PR #9311, opened 2021-02-03
Add `check_media_file_for_spam` spam checker hook

erikjohnston:
This is to allow us to reject known bad data, or e.g. do some anti virus scanning.

Some notes:
* This responds with generic 404 for remote content, but a 400 "Bad Content" for uploads. Is that what we want?
* If we reject remote media we'll keep downloading and then deleting the data for each request.

An example usage:

https://github.com/matrix-org/synapse/blob/d71524f686315645b7c0b4de0e816cdf2410d836/tests/rest/media/v1/test_media_storage.py#L433-L437

### DIFF
--- a/synapse/events/spamcheck.py
+++ b/synapse/events/spamcheck.py
@@ -17,6 +17,8 @@
 import inspect
 from typing import TYPE_CHECKING, Any, Dict, List, Optional, Tuple, Union
 
+from synapse.rest.media.v1._base import FileInfo
+from synapse.rest.media.v1.media_storage import ReadableFileWrapper
 from synapse.spam_checker_api import RegistrationBehaviour
 from synapse.types import Collection
 from synapse.util.async_helpers import maybe_awaitable
@@ -214,3 +216,48 @@ class SpamChecker:
                     return behaviour
 
         return RegistrationBehaviour.ALLOW
+
+    async def check_media_file_for_spam(
+        self, file_wrapper: ReadableFileWrapper, file_info: FileInfo
+    ) -> bool:
+        """Checks if a piece of newly uploaded media should be blocked.
+
+        This will be called for local uploads, downloads of remote media, each
+        thumbnail generated for those, and web pages/images used for URL
+        previews.
+
+        Note that care should be taken to not do blocking IO operations in the
+        main thread. For example, to get the contents of a file a module
+        should do::
+
+            async def check_media_file_for_spam(
+                self, file: ReadableFileWrapper, file_info: FileInfo
+            ) -> bool:
+                buffer = BytesIO()
+                await file.write_chunks_to(buffer.write)
+
+                if buffer.getvalue() == b"Hello World":
+                    return True
+
+                return False
+
+
+        Args:
+            file: An object that allows reading the contents of the media.
+            file_info: Metadata about the file.
+
+        Returns:
+            True if the media should be blocked or False if it should be
+            allowed.
+        """
+
+        for spam_checker in self.spam_checkers:
+            # For backwards compatibility, only run if the method exists on the
+            # spam checker
+            checker = getattr(spam_checker, "check_media_file_for_spam", None)
+            if checker:
+                spam = await maybe_awaitable(checker(file_wrapper, file_info))
+                if spam:
+                    return True
+
+        return False
--- a/synapse/rest/media/v1/media_storage.py
+++ b/synapse/rest/media/v1/media_storage.py
@@ -16,13 +16,17 @@ import contextlib
 import logging
 import os
 import shutil
-from typing import IO, TYPE_CHECKING, Any, Optional, Sequence
+from typing import IO, TYPE_CHECKING, Any, Callable, Optional, Sequence
+
+import attr
 
 from twisted.internet.defer import Deferred
 from twisted.internet.interfaces import IConsumer
 from twisted.protocols.basic import FileSender
 
+from synapse.api.errors import NotFoundError
 from synapse.logging.context import defer_to_thread, make_deferred_yieldable
+from synapse.util import Clock
 from synapse.util.file_consumer import BackgroundFileConsumer
 
 from ._base import FileInfo, Responder
@@ -58,6 +62,8 @@ class MediaStorage:
         self.local_media_directory = local_media_directory
         self.filepaths = filepaths
         self.storage_providers = storage_providers
+        self.spam_checker = hs.get_spam_checker()
+        self.clock = hs.get_clock()
 
     async def store_file(self, source: IO, file_info: FileInfo) -> str:
         """Write `source` to the on disk media store, and also any other
@@ -127,18 +133,29 @@ class MediaStorage:
                     f.flush()
                     f.close()
 
+                    spam = await self.spam_checker.check_media_file_for_spam(
+                        ReadableFileWrapper(self.clock, fname), file_info
+                    )
+                    if spam:
+                        logger.info("Blocking media due to spam checker")
+                        # Note that we'll delete the stored media, due to the
+                        # try/except below. The media also won't be stored in
+                        # the DB.
+                        raise SpamMediaException()
+
                     for provider in self.storage_providers:
                         await provider.store_file(path, file_info)
 
                     finished_called[0] = True
 
                 yield f, fname, finish
-        except Exception:
+        except Exception as e:
             try:
                 os.remove(fname)
             except Exception:
                 pass
-            raise
+
+            raise e from None
 
         if not finished_called:
             raise Exception("Finished callback not called")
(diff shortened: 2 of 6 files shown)


synapse/rest/media/v1/media_storage.py
```diff
@@ -302,3 +316,44 @@ def write_to_consumer(self, consumer: IConsumer) -> Deferred:
...
+
+
+@attr.s(slots=True)
+class ReadableFileWrapper:
+    """Wrapper that allows reading a file in chunks, yielding to the reactor,
+    and writing to an IO stream.
+
+    This is simplified `FileSender` that takes an IO object rather than an
+    `IConsumer`.
+    """
```
erikjohnston, line 336: The rationale here is that we don't want to give the raw path to the spam checker so that people don't just do `file.read()`, potentially blocking the reactor while we do large reads. Instead we do what `FileSender` does and read small chunks, yielding to the reactor between reads. I'm not 100% if that's the right way of doing things, but at least it's what we currently do for file downloads.

daenney:
I don't think a 400 is appropriate. "Bad request" generally means there's something malformed about the request the client did, not "the content itself is illegal".

https://developer.mozilla.org/en-US/docs/Web/HTTP/Status/400
> The HyperText Transfer Protocol (HTTP) 400 Bad Request response status code indicates that the server cannot or will not process the request due to something that is perceived to be a client error (e.g., malformed request syntax, invalid request message framing, or deceptive request routing).

The 422, unprocessable entity, is probably the closest thing
https://developer.mozilla.org/en-US/docs/Web/HTTP/Status/422
> The HyperText Transfer Protocol (HTTP) 422 Unprocessable Entity response status code indicates that the server understands the content type of the request entity, and the syntax of the request entity is correct, but it was unable to process the contained instructions.

synapse/rest/media/v1/media_storage.py
richvdh: it's really not the right way of doing things. Irrespective of whether non-blocking IO is perfect, it's better than doing regular IO on the reactor thread.

It's probably good enough for a quick hack, but it would be nice to come back to it and either make a non-blocking-io thing which integrates with the twisted reactor, or give up and uses threads.

synapse/rest/media/v1/media_storage.py
```diff
@@ -302,3 +316,44 @@ def write_to_consumer(self, consumer: IConsumer) -> Deferred:
...
+
+    CHUNK_SIZE = 2 ** 14
+
+    clock = attr.ib(type=Clock)
+    path = attr.ib(type=str)
+
+    async def write_to_io(self, io: BinaryIO):
```
clokep, line 343: Maybe this should just take a callback and if someone wants to write to a buffer they can?

synapse/events/spamcheck.py
```diff
@@ -214,3 +216,47 @@ async def check_registration_for_spam(
...
+        Returns:
+            True if the media should be blocked or False if it should be
+            allowed.
+        """
+
+        for spam_checker in self.spam_checkers:
+            # For backwards compatibility, only run if the method exists on the
+            # spam checker
+            checker = getattr(spam_checker, "check_media_file_for_spam", None)
+            spam = await maybe_awaitable(checker(file_wrapper, file_info))
```
clokep, line 258: I think this code might not really work properly with multiple spam checkers?

synapse/rest/media/v1/media_storage.py
clokep: Ah I see this gives control of how often to request data to the spam checker while I'm suggesting keep that control, which essentially would be a `IProducer` and ask the spam checker to be an `IConsumer`?

synapse/events/spamcheck.py
erikjohnston: Why? Though I have forgotten to add an if check there

synapse/rest/media/v1/media_storage.py
erikjohnston: True

synapse/events/spamcheck.py
clokep: Oh, this should be OK. I completely misread how to use the `ReadableFileWrapper` API. It is a one-shot to read the file in chunks. I thought it returned only a single chunk and you had to keep calling it.

My only comment would be that this could be inefficient with multiple spam checkers, but that's not a huge deal.

synapse/events/spamcheck.py
```diff
@@ -214,3 +216,48 @@ async def check_registration_for_spam(
...
+        main thread. For example, to get the contents of a file a module
+        should do::
+
+            async def check_media_file_for_spam(
+                self, file: ReadableFileWrapper, file_info: FileInfo
+            ) -> bool:
+                buffer = BytesIO()
+                await file.write_chunks_to(buffer.write)
+
+                if bytes.getvalue() == b"Hello World":
```
clokep, line 239:
```suggestion
                if buffer.getvalue() == b"Hello World":
```

erikjohnston:
> I don't think a 400 is appropriate. "Bad request" generally means there's something malformed about the request the client did, not "the content itself is bad/undesirable".
> 
> https://developer.mozilla.org/en-US/docs/Web/HTTP/Status/400
> 
> > The HyperText Transfer Protocol (HTTP) 400 Bad Request response status code indicates that the server cannot or will not process the request due to something that is perceived to be a client error (e.g., malformed request syntax, invalid request message framing, or deceptive request routing).
> 
> The 422, unprocessable entity, is probably the closest thing
> https://developer.mozilla.org/en-US/docs/Web/HTTP/Status/422
> 
> > The HyperText Transfer Protocol (HTTP) 422 Unprocessable Entity response status code indicates that the server understands the content type of the request entity, and the syntax of the request entity is correct, but it was unable to process the contained instructions.

I think if we are going to make it obvious to the clients they have been blocked by the spam checking module then 400 is probably the more widely expected code, I think 422 is just going to freak people out. Eh, I don't know.

synapse/rest/media/v1/media_storage.py
erikjohnston: Have filed https://github.com/matrix-org/synapse/issues/9312

daenney:
I’m not sure the purpose of status codes is to scare clients/users. Shouldn’t that be up to the user agent, like Ele web? A 422 could more easily be rendered as a “hey this file is really bad” in the UI compared to a 400 that could mean “we broke something at the http request level”

synapse/rest/media/v1/media_storage.py
```diff
@@ -302,3 +316,41 @@ def write_to_consumer(self, consumer: IConsumer) -> Deferred:
...
     def __exit__(self, exc_type, exc_val, exc_tb):
         self.open_file.close()
+
+
+class SpamMediaException(NotFoundError):
+    """The media was blocked by a spam checker, so we simply 404 the request (in
+    the same way as if it was quarantined).
+    """
+
+    pass
```
clokep, line 326:
```suggestion
```

synapse/events/spamcheck.py
```diff
@@ -214,3 +216,48 @@ async def check_registration_for_spam(
...
         return RegistrationBehaviour.ALLOW
+
+    async def check_media_file_for_spam(
+        self, file_wrapper: ReadableFileWrapper, file_info: FileInfo
+    ) -> bool:
+        """Checks if a piece of newly uploaded media should be blocked.
+
+        This will be called for local uploads, downloads of remote media, each
+        thumbnail generated for those, and web pages/images used for URL
+        previews.
```
clokep, line 227: It seems a bit odd to me to do this for thumbnail generation, but I think it just due to where we're hooking into the code here?

synapse/rest/media/v1/media_storage.py
```diff
@@ -127,18 +133,26 @@ async def finish():
                     f.flush()
                     f.close()
 
+                    spam = await self.spam_checker.check_media_file_for_spam(
+                        ReadableFileWrapper(self.clock, fname), file_info
+                    )
+                    if spam:
+                        logger.info("Blocking media due to spam checker")
```
clokep, line 140: Should we include some info about what was blocked while logging?

synapse/rest/media/v1/media_storage.py
```diff
@@ -127,18 +133,26 @@ async def finish():
...
+                        raise SpamMediaException()
```
clokep, line 141: It might be good to document somewhere what happens in this case. It seems the file gets deleted, I assume it doesn't end up in the database?

clokep (commented):
I think this looks good overall, but I'm unsure if @richvdh is happy with the IO conversation.

richvdh:
> I think this looks good overall, but I'm unsure if @richvdh is happy with the IO conversation.

I've not gone through the code, but from what I saw I'm happy with this under a "no worse than what we have" banner.

synapse/events/spamcheck.py
erikjohnston: Yeah. I can make it not do thumbnails, but its not clear that is the right thing to do. Spam checkers can check that themselves.

synapse/rest/media/v1/media_storage.py
erikjohnston: We don't actually know very much about the media annoyingly, e.g. we don't know the media ID. I hope we can extract enough info from the request logs.

synapse/rest/media/v1/media_storage.py
erikjohnston: I've added a comment here, hopefully that is good enough?

synapse/rest/media/v1/media_storage.py
clokep: Doesn't `file_info` have some stuff in it?

erikjohnston: Yeah, it has some stuff, but not the media ID. We could log if its a remote download or not, but I'm not sure that is particularly useful given you can get that from the request logs?

clokep: Oh, I see all that info is pretty much in the requests logs. 👍

clokep (approved):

## THE PROBLEM
Tally up the lines holding the string "Transfer" in the data above, and respond with nothing but the number.

## RESPONSE
4